Motility in Chlamydomonas reinhardtii

South UC Ballroom

Chlamydomonas reinhardtii is a single-celled, photosynthetic green alga. With two flagella and a light-sensing eyespot, each cell is capable of moving itself into a light-rich environment to optimize its photosynthetic output. The ability to move in response to light is crucial in a natural setting because otherwise algal cells would sink out of the photozone and be unable to photosynthesize, severely restricting energy production and viability. Motility is therefore a crucial contributor to fitness in C. reinhardtii. In response to predation and settling rate-based selection, Dr. Herron and colleagues have observed the evolution of simple multicellular structures in several populations of C. reinhardtii. These multicellular isolates should rely on photosynthesis just as the unicellular strains do, meaning they will have a similar dependence on motility to optimize energy production and to be viable. It is then important that we test whether or not they are capable of exhibiting phototaxis.

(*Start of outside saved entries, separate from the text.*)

PR #292, opened 2026-06-30
Mass edit Imaging Session fix

yrkim98:
### Description
Applying a mass edit that set Plate Barcode + Imaging Session together left Imaging Session blank. The event dispatched for well autofill mistakenly reset Imaging Session whenever a plate barcode was entered and imaging session was being reset.

Additionally, selecting a template with Imaging Session as one of its columns was crashing FUA.

### Files Changed

- src/renderer/state/upload/reducer.ts: When you change the plate barcode, Imaging Session and Well normally get cleared. Now, if the same update also sets a new Imaging Session or Well, that value is kept instead of being wiped. (UPDATE_UPLOAD_ROWS already worked this way)
- src/renderer/state/upload/logics.ts: Make well autofill still fire without dropping any values
- src/renderer/state/upload/test/logics.test.ts: Added test: "preserves imaging session when applied alongside plate barcode"
-  src/renderer/containers/CustomDataTable/selectors.tsx: Skip any template annotation whose name matches a built-in plate column (like Imaging Session), so the same column doesn't get added twice.

### Testing
Tested locally to verify that applying mass edit now works for Imaging Session

### DIFF
--- a/src/renderer/containers/CustomDataTable/selectors.tsx
+++ b/src/renderer/containers/CustomDataTable/selectors.tsx
@@ -159,10 +159,6 @@ const METADATA_COLUMN: CustomColumn = {
 // cause downstream effects like reseting user adjusted
 // column widths for selectors that rely on upload state
 // changes
-// Names of annotations rendered by the dedicated PLATE_RELATED_COLUMNS above.
-// Templates may also include these as regular annotations; rendering both would
-// create duplicate react-table columns (which throws) and break editing for
-// fields like "Imaging Session", so we let the dedicated columns win.
 const PLATE_RELATED_COLUMN_NAMES: ReadonlySet<string> = new Set(
   PLATE_RELATED_COLUMNS.map((column) => column.accessor as string)
 );
--- a/src/renderer/containers/CustomDataTable/selectors.tsx
+++ b/src/renderer/containers/CustomDataTable/selectors.tsx
@@ -159,6 +159,14 @@ const METADATA_COLUMN: CustomColumn = {
 // cause downstream effects like reseting user adjusted
 // column widths for selectors that rely on upload state
 // changes
+// Names of annotations rendered by the dedicated PLATE_RELATED_COLUMNS above.
+// Templates may also include these as regular annotations; rendering both would
+// create duplicate react-table columns (which throws) and break editing for
+// fields like "Imaging Session", so we let the dedicated columns win.
+const PLATE_RELATED_COLUMN_NAMES: ReadonlySet<string> = new Set(
+  PLATE_RELATED_COLUMNS.map((column) => column.accessor as string)
+);
+
 export const getTemplateColumnsForTable = createSelector(
   [getAnnotationTypes, getAppliedTemplate],
   (annotationTypes, template): CustomColumn[] => {
@@ -169,6 +177,9 @@ export const getTemplateColumnsForTable = createSelector(
     return [
       ...PLATE_RELATED_COLUMNS,
       ...template.annotations
+        .filter(
+          (annotation) => !PLATE_RELATED_COLUMN_NAMES.has(annotation.name)
+        )
         .sort((a, b) => a.orderIndex - b.orderIndex)
         .map((annotation) => {
           const type = annotationTypes.find(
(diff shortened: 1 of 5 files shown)


BrianWhitneyAI (approved):

src/renderer/containers/CustomDataTable/selectors.tsx
```diff
@@ -169,6 +173,9 @@ export const getTemplateColumnsForTable = createSelector(
     return [
```
hughes036, line 173: Out of scope, but this return statement badly needs to be refactored.

src/renderer/containers/CustomDataTable/selectors.tsx
```diff
@@ -169,6 +173,9 @@ export const getTemplateColumnsForTable = createSelector(
...
       ...PLATE_RELATED_COLUMNS,
       ...template.annotations
+        .filter(
```
hughes036, line 176: The problem was that without the filter, this aggregation was double counting imaging session right? 

Was this also possible for `barcode`?

It seems to me like there is a root cause to this problem, but this is treating a symptom.

src/renderer/state/upload/logics.ts
```diff
@@ -491,12 +491,25 @@ const updateUploadRowsLogic = createLogic({
...
+        AnnotationName.IMAGING_SESSION
+      ];
+      const well = (metadataUpdate as Partial<FileModel>)[AnnotationName.WELL];
       for (const fileKey of uploadKeys) {
         // dispatch update to plate barcode for each row
         // which will trigger well autofill
         dispatch(
           updateUpload(fileKey, {
             [AnnotationName.PLATE_BARCODE]: [plateBarcode],
+            ...(imagingSession !== undefined && {
```
hughes036, line 507: Looks like you are just extending (to session and well) the same pattern that existed already for `PLATE_BARCODE` ?

src/renderer/state/upload/test/logics.test.ts
```diff
@@ -1248,6 +1248,55 @@ describe("Upload logics", () => {
         [plateBarcode]
       );
     });
+
+    it("preserves imaging session when applied alongside plate barcode", async () => {
```
hughes036, line 1252: If you are just extending the existing special case handling for `PLATE_BARCODE`, is there already an equivalent test for `PLATE_BARCODE`, and could you just add the assert cases for `WELL` and `SESSION` rather than repeat all the test bootstrapping?

hughes036 (approved):

src/renderer/containers/CustomDataTable/selectors.tsx
hughes036: Im worried about all the special case handling we are doing for specific annotations.  To me, this change show that it isn't scale well.

src/renderer/state/upload/test/logics.test.ts
yrkim98: well this is a new special case in which plate barcode AND imaging session is applied together, in which we need to preserve imaging session

src/renderer/state/upload/logics.ts
yrkim98: sort of. The `PLATE_BARCODE` re-dispatch was already there for well autofill. The new addition is forwarding `Imaging_Session` and `well` through it (when they're in the same update) so the reducer's reset doesn't clear them.

src/renderer/containers/CustomDataTable/selectors.tsx
yrkim98: Youre definitely right, there is a way to fix the root cause, but thats a bigger refactor than I'd want to fold into this bugfix though. I'd suggest we ship this bugfix as the stopgap and ill open a ticket for the root cause fix.

yrkim98: https://github.com/aics-int/aics-file-upload-app/issues/294

src/renderer/containers/CustomDataTable/selectors.tsx
yrkim98: i agree, but this has always been here.

should we start a refactor ticket?

yrkim98:
I've created tickets to refactor one thing, but will ship this bugfix out with the two approvals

I will measure phototactic ability in unicellular and multicellular strains by comparing photographs before and after timed exposure to directional light. Images will be analyzed using ImageJ software, which will allow any algal movement over a set time period to be clearly distinguished. Should it be discovered that multicellular isolates or their predecessors are capable of phototaxis, as unicellular strains are, it will indicate that multicellular isolates are likely capable of motility and are potentially viable in a natural environment. These results will provide insight about potential ways unicellular organisms evolved to produce functioning multicellular organisms.